Thanks for the quick response. This would be considered small in size. 13ft by 20ft. What about possible risk to the boosters during the transition? That is another fear I have.


----------



## Lemonhawk (Sep 24, 2013)

The more pickups on the loco the less chance it will fine a dead spot to stop on. Your doin it right by using both pickups, and the controller will not notice anything!


----------



## DonR (Oct 18, 2012)

John

Are you saying your layout is 13 X 20 feet? Is that only a section of
your layout, or is it the entireity?

The reason I ask, boosters on two 'power districts' seems a dramatic
power overkill for 13 X 20. Usually, only very large club type
layouts even consider 'power districts'. They do keep the rest of
a layout running when a member derails and shorts in one district
but are a costly excess for a home layout. Also, boosters are normally
not needed unless you are running a number of sound locos at the
same time.

Don


----------



## johnfm3 (Sep 30, 2016)

Don, My layout is currently 13x20 with the expectation of being enlarged during the remodel of house to 3 locations of this and larger.

I know its other modelers opinion that its overkill to have multiple boosters in a layout this small, the benefits (as I see it) are worth the extra $80 I pay for another booster which is a small price as compared to a $1000 loco or $2000 in a full passenger train with decoders and sound decoders in all passenger cars and a ABA set of E9's pulling it. You are not the first person to express this opinion to me. The nessessity of my having multiple boosters really is not relevant to the question at hand. Only issue is what happens as my loco changes between power districts with my front and rear pickups paired to the same solder tabs on the decoder. 

The only real concern I have, Is there any risk to my loco's sound decoders or DCC boosters with my loco wired as such.


Thanks,
John

BTW: ALL my loco's will be full sound with the obvious exception of the Dummy B units I still have. LokSound and Tsunami2 are my decoders of choice. All my passenger cars will have light decoders. And some will have Tsunami SoundCar decoders for added sound effects of the whole train. SoundCar even has livestock sound effects for cattle and sheep.


----------



## gregc (Apr 25, 2015)

the decoder is not sensitive to any phase or voltage differences between the two districts at the boundaries or likely to be damaged. it is unlikely any small phase difference will cause data corruption since the difference between a 1 and 0 bit is 58 and 100 usec

however, the metals wheels bridging the gaps between the rails may cause a momentary short if there is any phase differences (~ usec) and any voltage difference is momentarily equalized, drawing slightly more current from one booster than the other.

shorts are of course common place with DCC trackage since their detection is used by auto reversers and frog juicers.


----------



## johnfm3 (Sep 30, 2016)

Ok, based on the replies and no one addressing this part of my concern, there is no reason to worry about any risk to the boosters (which I am more worried about) if they are joined as 1 for a short time during the transition of the loco from front till rear crosses.

I am concern as I see this the same as wiring 2 boosters in parallel to the same rail for a short period of time while the loco transitions.

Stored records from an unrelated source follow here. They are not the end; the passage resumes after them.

PR #571, opened 2016-08-16
Document how to invoke embedded scripts from custom scripts

php-coder:
PTAL @bparees 

https://trello.com/c/FJ7ZVLhR/1016-3-document-and-investigate-s2i-exit-hooks

### DIFF
--- a/README.md
+++ b/README.md
@@ -12,7 +12,7 @@ ready-to-run images by injecting source code into a Docker container and letting
 
 For a deep dive on S2I you can view [this presentation](https://www.youtube.com/watch?v=flI6zx9wH6M).
 
-Want to try it right now?  Download the [latest release](https://github.com/openshift/source-to-image/releases/tag/v1.1.0) and run:
+Want to try it right now?  Download the [latest release](https://github.com/openshift/source-to-image/releases/latest) and run:
 
 	$ s2i build git://github.com/openshift/django-ex centos/python-35-centos7 hello-python
 	$ docker run -p 8080:8080 hello-python
@@ -39,9 +39,6 @@ For example, to create a reproducible build pipeline for Tomcat (the popular Jav
 4. Invoke source-to-image a second time using the WAR file from the previous step and the initial Tomcat image to create the runtime image
 
 By placing our build logic inside of images, and by combining the images into multiple steps, we can keep our runtime environment close to our build environment (same JDK, same Tomcat JARs) without requiring build tools to be deployed to production.
-
-Learn more about [building your own images](#getting-started) and [how to use a non-builder image for the final application image](https://github.com/openshift/source-to-image/blob/master/docs/runtime_image.md).
-
 
 ## Goals
 
@@ -71,7 +68,7 @@ image:
 Additionally for the best user experience and optimized `s2i` operation we suggest images
 to have `/bin/sh` and `tar` commands available.
 
-See a practical tutorial on how to create a builder image [here](examples/README.md) and read [this](https://github.com/openshift/source-to-image/blob/master/docs/builder_image.md) for a detailed description of the requirements and scripts along with examples of builder images.
+See [a practical tutorial on how to create a builder image](examples/README.md) and read [a detailed description of the requirements and scripts along with examples of builder images](docs/builder_image.md).
 
 ## Build workflow
 
@@ -240,7 +237,10 @@ $ s2i build git://github.com/bparees/openshift-jee-sample openshift/wildfly-100-
 $ docker run --rm -i -p :8080 -t test-jee-app
 ```
 
-Interested in more advanced `s2i` usage? See [here](https://github.com/openshift/source-to-image/blob/master/docs/cli.md)
-for detailed descriptions of the different CLI commands with examples.
+Want to know more? Read the following resources:
 
-Running into some issues and need some advice debugging?  Peruse [here](https://github.com/openshift/source-to-image/blob/master/docs/debugging-s2i.md) for some tips.
+* [Descriptions and examples of the S2I commands](docs/cli.md)
+* [Instructions for using builder images](docs/user_guide.md)
+* [Guidance for S2I builder image creators](docs/builder_image.md)
+* [Using a non-builder image for the base of the application image](docs/runtime_image.md)
+* [Troubleshooting and debugging S2I problems](docs/debugging-s2i.md)
--- a/docs/user_guide.md
+++ b/docs/user_guide.md
@@ -1,0 +1,46 @@
+# Using S2I images
+
+S2I builder images normally include `assemble` and `run` scripts, but the default behavior of those scripts may not be suitable for all users. This document will cover a few approaches for customizing the behavior of an S2I builder that includes default scripts.
+
+## Invoking scripts embedded in an image
+
+Typically builder images provide their own version of the [S2I scripts](builder_image.md#s2i-scripts) that cover the most common use-cases. If these scripts don't fulfill your needs, S2I provides a way of overriding them by adding custom ones in the `.s2i/bin` directory. However, by doing this you are completely replacing the standard scripts. In some cases this is acceptable but in other scenarios you may prefer to execute a few commands before (or after) the scripts while retaining the logic of the script provided in the image. In this case it is possible to create a wrapper script that will execute custom logic and delegate further work to the default script in the image.
+
+To determine the location of the scripts inside of the builder image, we need to look at at the value of `io.openshift.s2i.scripts-url` label. We can use `docker inspect` for that:
+
+```console
+$ docker inspect --format='{{ index .Config.Labels "io.openshift.s2i.scripts-url" }}' openshift/wildfly-100-centos7
+image:///usr/libexec/s2i
+```
+
+Here we are inspected the `openshift/wildfly-100-centos7` builder image and found out that the scripts are in the `/usr/libexec/s2i` directory.
+
+With this knowledge we can invoke any of these scripts from our own by wrapping its invocation.
+
+Example of `.s2i/bin/assemble` script:
+```bash
+#!/bin/bash
+echo "Before assembling"
+
+/usr/libexec/s2i/assemble
+rc=$?
+
+if [ $rc -eq 0 ]; then
+    echo "After successful assembling"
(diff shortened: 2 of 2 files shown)


README.md
```diff
@@ -240,7 +237,10 @@ $ s2i build git://github.com/bparees/openshift-jee-sample openshift/wildfly-100-
 $ docker run --rm -i -p :8080 -t test-jee-app
 ```
 
-Interested in more advanced `s2i` usage? See [here](https://github.com/openshift/source-to-image/blob/master/docs/cli.md)
-for detailed descriptions of the different CLI commands with examples.
+Want to know more? Read the following resources:
 
-Running into some issues and need some advice debugging?  Peruse [here](https://github.com/openshift/source-to-image/blob/master/docs/debugging-s2i.md) for some tips.
+* [description of the different S2I commands with examples](docs/cli.md)
+* [tips for using builder images](docs/user_guide.md)
```
bparees: i think tips is the wrong word.  it's more like "Instructions for using builder images"  (at least that should be the goal)

README.md
```diff
@@ -240,7 +237,10 @@ $ s2i build git://github.com/bparees/openshift-jee-sample openshift/wildfly-100-
 $ docker run --rm -i -p :8080 -t test-jee-app
 ```
 
-Interested in more advanced `s2i` usage? See [here](https://github.com/openshift/source-to-image/blob/master/docs/cli.md)
-for detailed descriptions of the different CLI commands with examples.
+Want to know more? Read the following resources:
 
-Running into some issues and need some advice debugging?  Peruse [here](https://github.com/openshift/source-to-image/blob/master/docs/debugging-s2i.md) for some tips.
+* [description of the different S2I commands with examples](docs/cli.md)
```
bparees: "Descriptions and examples of the S2I commands"

README.md
```diff
@@ -240,7 +237,10 @@ $ s2i build git://github.com/bparees/openshift-jee-sample openshift/wildfly-100-
...
+* [tips for using builder images](docs/user_guide.md)
+* [S2I builder image requirements](docs/builder_image.md)
```
bparees: "Guidance for S2I builder image creators"  (there really aren't requirements for builder images, that's one of the points of s2i, that you can use any image as a builder image)

README.md
```diff
@@ -240,7 +237,10 @@ $ s2i build git://github.com/bparees/openshift-jee-sample openshift/wildfly-100-
...
+* [how to use a non-builder image for the final application image](docs/runtime_image.md)
```
bparees: "Using a non-builder image for the base of the application image"

docs/user_guide.md
```diff
@@ -0,0 +1,37 @@
+# Using S2I images
+
+## Invoking scripts embedded into an image
+
+When there is a requirement for **adding custom logic** to [S2I scripts](builder_image.md#s2i-scripts), it is possible to execute standartd scripts inside of custom scripts from user’s repository. Note that it only works when you have to add logic (for example, to generate some static assets after executing `assemble` script) and not for the case of modifying this logic. In latter case you have to replace standard scripts.
```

Assume 5 seconds or so, possibly multiple times depending on how many loco are in lead.


----------



## DonR (Oct 18, 2012)

All boosters and track sections should be of the same phase...2-5 amp boosters
shorted together by train wheels where 'power districts' abut could damage the boosters.
It is a short circuit. If a lighted passenger car with one truck in 'district A' and the other
truck in 'district B' shorts your system, flip the output wires of ONE BOOSTER. That should
make them 'in phase'. Do this at each insulated joint until you no longer get a short.
Use a lighted car, not a loco as a short of that magnitude could damage the decoder.

The exception to the above is in the event there is a 'reverse loop' or 'wye'.

Don


----------



## johnfm3 (Sep 30, 2016)

It sounds like the short answer to my question is there is no risk to my decoder or boosters with my loco wired up as described in the original post. I recently received responses from SoundTraxx and DigiKeijs stating that there is no need for concern with my Loco Wiring burning up the decoder or booster.

John


----------